_Provided entries_
────────────────────

PR #269, opened 2021-05-27
Add toolkit-autoupdate action

AliSoftware:
## Why?

Now that the release toolkit uses semver, I started to [introduce an auto-update mechanism for it in the woocommerce repositories](https://github.com/woocommerce/woocommerce-ios/pull/4288/files#diff-dff4b99d4e651ab9d7597876ec8dbe92aa934e42c0fb55f4aadd6c106fc96688R20-R32).

As the check logic implemented in WC's Fastfile still took a couple of lines, @oguzkocer [rightfully pointed out](https://github.com/woocommerce/woocommerce-android/pull/4089#discussion_r639923075) that we would benefit from making this into an action, for other apps to be able to benefit it. That's what this PR is all about.

## How

Inspired by [fastlane's own action to auto-update fastlane itself](https://github.com/fastlane/fastlane/blob/master/fastlane/lib/fastlane/actions/update_fastlane.rb), it checks for the locally-installed version and if there is a more recent update was available.

If there is one – be it a breaking change or not – it warns you about the latest version available, then propose to run `bundle update` for you. If you say yes, it will run `bundle update` then stop the lane – both in order to let you commit the changes and to force you to restart your fastlane invocation after the update so that fastlane picks up the updated plugin.

## To Test

This is gonna be tricky to test, because this is gonna be the first version of the toolkit that is gonna introduce this action, so it's not like we could point to an older version and test that it detects a new one…

The best thing I was able to do is to temporarily tweak the action to check for another gem instead:

 * Temporarily modify the `TOOLKIT_SPEC_NAME` constant in that branch, to be another random gem we use in our app repos (e.g. `fastlane`, `nokogiri`, `fastlane-plugin-appcenter`, …)
 * Commit and push the changes on that branch
 * In an app repo, edit the `Pluginfile` to point the toolkit to `git: …, branch: 'action/autoupdate'`, and run `bundle install`
 * Add a call to `check_for_toolkit_updates unless is_ci` in the `before_all` block of your `Fastfile`
 * Ensure that the dummy gem we chose on step 1 for this test is not yet on the latest version in that app repo. If necessary, update your `Gemfile` to temporarily force installing an older version of that dummy gem instead.
 * Run an arbitrary (and ideally side-effects-free) lane from the app repo (e.g. `bundle exec fastlane get_pullrequests_list` or `bundle exec fastlane download_promo_strings`), and check that the `check_for_toolkit_updates` action gets called.
 * Check that it warns you about the dummy gem being out of date. Refuse to update when prompted, and see it continue with the lane
 * Run the same lane again, and this time accept to run bundle update when prompted. See it update your `Gemfile.lock` and stop the lane, telling you to commit and restart fastlane.
 * Run the same lane one more time, and ensure that this time there is no new update found (providing the version constraint for the dummy gem you used in `Gemfile` wasn't too restrictive to get that latest version)
 * Revert the commit you made on step 1-2 (the temporary change to `TOOLKIT_SPEC_NAME`)


lib/fastlane/plugin/wpmreleasetoolkit/actions/common/check_for_toolkit_updates_action.rb
```diff
@@ -0,0 +1,77 @@
...
+          UI.success('Your release toolkit is up-to-date! ✅')
+          return nil
+        end
+
+        # Return type of which_to_update differs before/after RubyGems 3.1.0, so normalize to always use Gem::NameTuple
+        updates_needed = Gem::NameTuple.from_list(updates_needed)
+        latest_version = updates_needed.find { |gem_info| gem_info.name == TOOLKIT_SPEC_NAME }.version
+
+        UI.message(['There is a new version '.yellow, latest_version.to_s.red, ' of the release toolkit!'.yellow].join)
+        non_breaking_update = Gem::Requirement.new(local_version.approximate_recommendation).satisfied_by?(latest_version)
```
AliSoftware: `Gem::Version#approximate_recommendation` will return something like `"~> 1.0"` (i.e. `~> <major>.<minor>`) for a `local_version` with a value of `1.0.1`.

This thus allows us to check if the `Gem::Requirement` built from that `~> x.y` will be satisfied by the latest version. If `latest_version` doesn't satisfy the current `~> x.y` constraint, that means that it is a major version bump, aka breaking change. SemVer magic! ✨

lib/fastlane/plugin/wpmreleasetoolkit/actions/common/check_for_toolkit_updates_action.rb
```diff
@@ -0,0 +1,77 @@
...
+        UI.important('The latest version introduces breaking changes!') unless non_breaking_update
```
AliSoftware: Note that even if the `latest_version` is incompatible with the `local_version` (breaking changes), we will still suggest to run `bundle update` – to at least get the latest non-breaking update, aka latest version taht is still compatible with the `~> x.y` requirement we typically use in our `Pluginfile` and that is still safe to update to.

In those cases, after `bundle update` has run, we would still not be on the very _latest_ version (so running the check again will still warn that we're not on the latest). This is expected, because we don't want to accidentally auto-update to next major and pull breaking-changes in during that auto-update.

Instead, if the latest version is a breaking change, it's up to you to manually go modify your `Pluginfile` to willingly and explicitly update the `~> 1.0` to `~> 2.0`, then make the appropriate changes in your `Fastfile` according to the breaking changes described in the toolkit's CHANGELOG to fix anything that would otherwise break, then run `bundle install` and commit all the changes associated with that major version bump.

That doesn't mean we shouldn't run `bundle update` to at least auto-update to the latest still-compatible version; which is why we don't exit after this line, even if breaking update is detected by this test.

lib/fastlane/plugin/wpmreleasetoolkit/actions/common/check_for_toolkit_updates_action.rb
```diff
@@ -0,0 +1,77 @@
...
+require 'rubygems/command_manager'
+
+module Fastlane
+  module Actions
+    class CheckForToolkitUpdatesAction < Action
+      TOOLKIT_SPEC_NAME = 'fastlane-plugin-wpmreleasetoolkit'.freeze
+
+      def self.run(params)
+        updater = Gem::CommandManager.instance[:update]
+        installed_gems = updater.highest_installed_gems.select { |spec| spec == TOOLKIT_SPEC_NAME }
```
AliSoftware, line 11: Note that when run in the context of `bundle exec`, this will already rightfully use the rubygems environment provided by Bundler and specific to the current app's repo. Especially it will only check for the latest installed gems in `vendor/bundler/…` (the location provided by `bundle exec gem env gemdir`, so the gem dir provided by Bundler's context, not including any system-wide installed gems), which is exactly what we want.

oguzkocer:
Just wanted to say that I've skimmed through this, but it doesn't look like I'll have time to properly review it until after the Simplenote code freezes, which I have no idea how long will take.

lib/fastlane/plugin/wpmreleasetoolkit/actions/common/check_for_toolkit_updates_action.rb
```diff
@@ -0,0 +1,77 @@
+require 'fastlane/action'
+require 'rubygems/command_manager'
+
+module Fastlane
+  module Actions
+    class CheckForToolkitUpdatesAction < Action
+      TOOLKIT_SPEC_NAME = 'fastlane-plugin-wpmreleasetoolkit'.freeze
+
+      def self.run(params)
```
oguzkocer, line 9: Would we also want a `no_update` option similar to [fastlane's own update](https://github.com/fastlane/fastlane/blob/master/fastlane/lib/fastlane/actions/update_fastlane.rb#L11)? Even if we wouldn't want to pass this in most cases, maybe it'll help when/if there is a bug in this updater and we don't want to change the release toolkit during a code freeze or release, what do you think?

lib/fastlane/plugin/wpmreleasetoolkit/actions/common/check_for_toolkit_updates_action.rb
```diff
@@ -0,0 +1,77 @@
...
+      def self.description
+        'Check that we are on the latest version of the release toolkit, and propose to update if not'
+      end
+
+      def self.authors
+        ['Olivier Halligon']
+      end
+
+      def self.return_value
+        'Returns the latest version of the toolkit available if your toolkit is not up-to-date, or nil if you are already up-to-date.'
```
oguzkocer, line 67: Unless I am misunderstaning the [return statement](https://github.com/wordpress-mobile/release-toolkit/pull/269/files?file-filters%5B%5D=.md&file-filters%5B%5D=.rb#diff-3a08f262f19672eb0b3baa7c9336cb4ec676e8762a6f2905e6f9d8e831b9115aR30) it doesn't look like it's returning anything if `skip_update_suggestion` param is `false`. It also looks like it's returning the latest version value even if toolkit is up to date. Not sure it's worth it, but should we clarify those and maybe say:

```suggestion
        'Returns the latest version of the toolkit available if update is skipped, otherwise returns nil'
```

Or a better phrasing of this ^

lib/fastlane/plugin/wpmreleasetoolkit/actions/common/check_for_toolkit_updates_action.rb
oguzkocer: @AliSoftware I am a little confused by what the `latest_version` value will be if the installed version is `1.xx` and local version is `2.yy`. Will it be `1.aa` where `aa > xx`, so a non-breaking update, or will it be `2.yy`? Your comments suggest it'll be a minor bump, but I can't figure out why that's the case since [which_to_update seems to be finding the `highest_remote_version`](https://ruby-doc.org/stdlib-2.6.6/libdoc/rubygems/rdoc/Gem/Commands/UpdateCommand.html#method-i-which_to_update). (no idea what that actually means in this context)

I'd appreciate it if you can help me understand that. Thanks!

oguzkocer (commented):
@AliSoftware This looks great. I've left couple minor suggestions and a question for you. I think this is good to go, but I just want to make sure about that question first.

oguzkocer:
The testing steps are ... 😨 - @AliSoftware if you've gone through those, I think that's good enough for this PR because I am more likely to break something during those steps than your PR breaking the release toolkit 😂 Let me know if you disagree and I'll give it a shot.

lib/fastlane/plugin/wpmreleasetoolkit/actions/common/check_for_toolkit_updates_action.rb
AliSoftware: So this action does 2 things:
 - Check if there's an update available, and shows an informative message of the outcome (new version found or not)
 - Suggest to update, prompt us if we want to, and if we accept, run `bundle update`

The second step is gated by the `skip_update_suggestion` parameter.
If we want to add a param to gate the first step (and thus also the second step since it doesn't make sense to do the second step without the first, it's either 1+2, or just 1, or nothing), it's easier to just not call the action at all.

So for these cases, I suggest to use something like that in the client app's Fastfile:
```ruby
check_for_toolkit_updates(…) unless ENV['TOOLKIT_SKIP_UPDATE_CHECK']
```

Which is actually how Fastlane does it via their `FASTLANE_SKIP_UPDATE_CHECK` env var, like [here](https://github.com/fastlane/fastlane/blob/master/fastlane_core/lib/fastlane_core/update_checker/update_checker.rb#L14)

AliSoftware: As for the `params[:no_update]` that Fastlane's own code is using, it's a little bit different. If you look at the documentation for that param and how it's used in their action, this param is not intended to be used by the users directly, but instead is used internally so that when Fastlane auto-restart itself after a successful update – by calling `exec(…)` [here](https://github.com/fastlane/fastlane/blob/master/fastlane/lib/fastlane/actions/update_fastlane.rb#L82) to spawn the same process again, they don't redo a check on the second run that gets automatically triggered there.

In my action I chose not to go the `exec` route to auto-restart `fastlane` after the update, because I preferred to let us check the changes to the `Gemfile.lock` – and also give the possibility to make additional changes to our `Fastfile` in case we wanted to bump to a next major version with breaking changes – before restarting manually.

lib/fastlane/plugin/wpmreleasetoolkit/actions/common/check_for_toolkit_updates_action.rb
AliSoftware: There's a `return nil` earlier in the code [on line 19](https://github.com/wordpress-mobile/release-toolkit/pull/269/files#diff-3a08f262f19672eb0b3baa7c9336cb4ec676e8762a6f2905e6f9d8e831b9115aR19) if there was no update found tho.

So:
 - If NO update is found (i.e. we are up to date), line 19 returns nil.
 - If an update is found but we don't update (either because we have skip_update_suggestion set, or because we were suggested but replied no to the `UI.confirm` prompt), line 30 returns the new version
 - If an update is found but we DO update, we end fastlane – with an `abort_with_message!` – after the `bundle update` is done and the abort message suggest the user to restart fastlane. Since we abort, there's no concept of returned value there.

lib/fastlane/plugin/wpmreleasetoolkit/actions/common/check_for_toolkit_updates_action.rb
oguzkocer: That all makes a lot of sense, thanks a lot for the detailed explanation!

I am sorry for my lack of knowledge & experience on Ruby/fastlane front and I hope you don't mind these questions (or possibly incorrect) suggestions.

lib/fastlane/plugin/wpmreleasetoolkit/actions/common/check_for_toolkit_updates_action.rb
oguzkocer: 🤦

lib/fastlane/plugin/wpmreleasetoolkit/actions/common/check_for_toolkit_updates_action.rb
AliSoftware: No no you understood it correctly, `which_to_update` returns the highest version available on RubyGems – regardless of semver, even if that's a major version. So just the very latest version of the toolkit we published.

So if we have currently `1.xx` installed but the latest version we released of the toolkit is `2.yy`, then `latest_version` is gonna be `2.yy`, not `1.aa`.

This is how I detect if there are breaking changes between the currently `local_version` installed version and the `latest_version`, because line 27 will see that `local_version` being `1.xx` is not compatible with `latest_version` which is `2.yy` (or more especially, that `local_version.approximate_recommendation`, aka `"~> 1.xx"` requirement, won't be satisfied by a `2.yy` version since that's not semver-compatible with `~>1.x`)

What might be confusing tho is the wording of the message maybe?

To clarify, here is what is supposed to be printed in the terminal if we are on `1.2.3` and the latest version available is `2.1.4`:
```
Currently using release toolkit version 1.2.3
Checking for updates now...
There is a new version 2.1.4 of the release toolkit!
The latest version introduces breaking changes!
Do you want to run bundle update now? y
$ bundle update fastlane-plugin-wpmreleasetoolkit
[…long log of bundle update there...]
fastlane-plugin-wpmreleasetoolkit have been updated. Please check and commit the changes in your Gemfile.lock file, then restart your previous invocation of fastlane to use the new toolkit.
```
BUT after those messages, the toolkit would have only been updated to something like `1.3.7` – the latest `1.x` version before the first `2.0.0`, because `bundle update` will respect the version constraint you put in your `Gemfile` (well, in the `Pluginfile` that is loaded from the `Gemfile`), which will supposedly be `'~> 1.0'` if we want to respect semver (using `~> x.y` in your `Gemfile` is the typical way to avoid accidentally bumping to a breaking version during `bundle update`, as it allows any version x.z where z>y but won't allow changing the x major number)

AliSoftware: I guess one thing that I could maybe try is to make the last message include the version it has been updating to:
```
fastlane-plugin-wpmreleasetoolkit have been updated to 1.3.7. Please check and commit the changes in your Gemfile.lock file, then restart your previous invocation of fastlane to use the new toolkit.
```
That version that `bundle update` would update to would depend on what you have in your `Pluginfile`, but most likely (since you're supposed to have `"~> x.y"` type of requirement there) it will be either the latest version if that latest version was `x.z` and not requiring a major version jump, or to an earlier version `x.z` if the latest version `u.v` was crossing the major version bump boundary (u>x).

lib/fastlane/plugin/wpmreleasetoolkit/actions/common/check_for_toolkit_updates_action.rb
AliSoftware: I don't mind at all, and please keep asking questions, that's how we learn!

lib/fastlane/plugin/wpmreleasetoolkit/actions/common/check_for_toolkit_updates_action.rb
oguzkocer: Thanks a lot for the explanation, it matches my expectations of what the code does. As you pointed out what is confusing to me is the messaging around it. Specifically, from your example:
```
Currently using release toolkit version 1.2.3
Checking for updates now...
There is a new version 2.1.4 of the release toolkit!
The latest version introduces breaking changes!
Do you want to run bundle update now?
```

When I am answering this question, it feels like I'll be updating to `2.14` because that's the information I've been presented so far. Especially for experienced Ruby developers, this is probably not an issue, but I think it'd help to clarify the messaging a bit for people who have less experience with bundler. It'll also not require the user to know whether the dependency is setup as `~> x.y` or not. How about something like this:

```
There is a new version 2.1.4 of the release toolkit!
The latest version introduces breaking changes!
Running bundle update will bump the version to 1.3.7, would you like to do it now?
```

I assume that this will make it obvious that a major bump needs to be manually handled, but if we want to include that in the messaging, we can. It's hard to balance between being too verbose and not providing enough info.

I'll go ahead and approve this and will leave the decision of how best to move forward to you. Thanks again!

oguzkocer (approved):

lib/fastlane/plugin/wpmreleasetoolkit/actions/common/check_for_toolkit_updates_action.rb
AliSoftware: Yep and tbh that's also the message I wanted to print, but unfortunately there's no easy way to know what bundler will update the version to (1.3.7) before actually running it.

I mean there surely are ways to figure it out but that will not be as trivial as reading a property that would give us that value, but instead require us to run `bundle outdated` and have bundler fetch all the available versions from the server, then solve the dependency graph according to what is set in the Gemfile and the Pluginfile to determine which version is compatible with the constraint set there, to finally get that value. All the things (contacting server, resolving dev graph…) that `bundle update` will then redo when we finally invoke it to do the _actual_ update.

I'll see if we can get a better guess using the Updater class build in fastlane's codebase to get a better guess at which version it might update to — eg by assuming the Pluginfile will always be "~> x.y" and by assuming the dependency graph will never have another gem requirement that is a dependency of the toolkit blocking the the update, etc, so will still be a guess — or if not, if I can improve the message to make it clearer that bundle update might not update to the very latest if breaking changes are involved.

AliSoftware: Turns out even `bundle outdated` doesn't tell you which version it is going to update to, but instead tells you the latest available version regardless of the dependency graph constraints too.

For example if I run `bundle outdated` on WPiOS now, I get amongst other things:
```
$ bundle outdated --parseable

activesupport (newest 6.1.3.2, installed 5.2.6)
bigdecimal (newest 3.0.2, installed 1.4.4)
fastimage (newest 2.2.4, installed 2.2.3)
…
```
And you can see that `bigdecimal` is listed to have a newest version of 3.0.2. But if I run `bundle update bigdecimal`, it doesn't update it at all – because in our context, `bigdecimal` comes into our bundle by being a dependency on the `fastlane-plugin-wpmreleasetoolkit`, and that dependency is constrained to be `~> 1.4` in the toolkit's `gemspec`, so `bundle update` won't update to anything greated than `1.x` with `x>4`, and indeed `1.4.4` is the latest of the `1.x` version for that gem:
```
$ bundle update bigdecimal
Fetching gem metadata from https://rubygems.org/.........
Resolving dependencies...
…
Bundler attempted to update bigdecimal but its version stayed the same
Bundle updated!
```

---

So even `bundle outdated` doesn't know which version it is gonna update to until you actually run `bundle update` and it does the whole "resolving dependency graph" dance (and resolving a dependency graph is not always trivial indeed!). Meaning that there is apparently no easy way to determine what version will be installed before running bundle update.

AliSoftware:
@oguzkocer I've improved the wording for the case of latest version being a breaking change, to give lengthy details in the message instead.
Here's what it looks like in case of new major version – after faking current version to be 1.4.4 and latest released version to be 3.0.2:

```
[13:50:17]: ---------------------------------------
[13:50:17]: --- Step: check_for_toolkit_updates ---
[13:50:17]: ---------------------------------------
[13:50:17]: Currently using release toolkit version 1.4.4.
[13:50:17]: Checking for updates now...
[13:50:29]: There is a newest version 3.0.2 of the release toolkit!
[13:50:29]: The latest version available (3.0.2) introduces breaking changes compared to the 1.4.4 you are currently using.

 - To update to 3.0.2, first edit your `Pluginfile` to use '~> 3.0', run `bundle update`,
   then be sure to make all the necessary changes to your `Fastfile` (see the toolkit's CHANGELOG)
   to take those breaking changes into account.

 - If you are not ready to make the major version bump, you can still try to update to the latest compatible,
   non-breaking version by running `bundle update` now. This will not update to the latest 3.0.2, but
   might still update to a newer version compatible with '~> 1.4' if one exists; which is still valuable
   to at least get bugfixes, until you are ready to jump to the next major version later.

[13:50:29]: Do you want to run bundle update now? (y/n)
```

Better?

oguzkocer:
@AliSoftware Thanks a lot for the changes - that messaging looks very(!) clear, really appreciate you doing that 🙇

────────────────────

_Work task_
In the records above, find every line with the word "propose" and copy it.

_Problem solution_
If there is one – be it a breaking change or not – it warns you about the latest version available, then propose to run `bundle update` for you. If you say yes, it will run `bundle update` then stop the lane – both in order to let you commit the changes and to force you to restart your fastlane invocation after the update so that fastlane picks up the updated plugin.
+        'Check that we are on the latest version of the release toolkit, and propose to update if not'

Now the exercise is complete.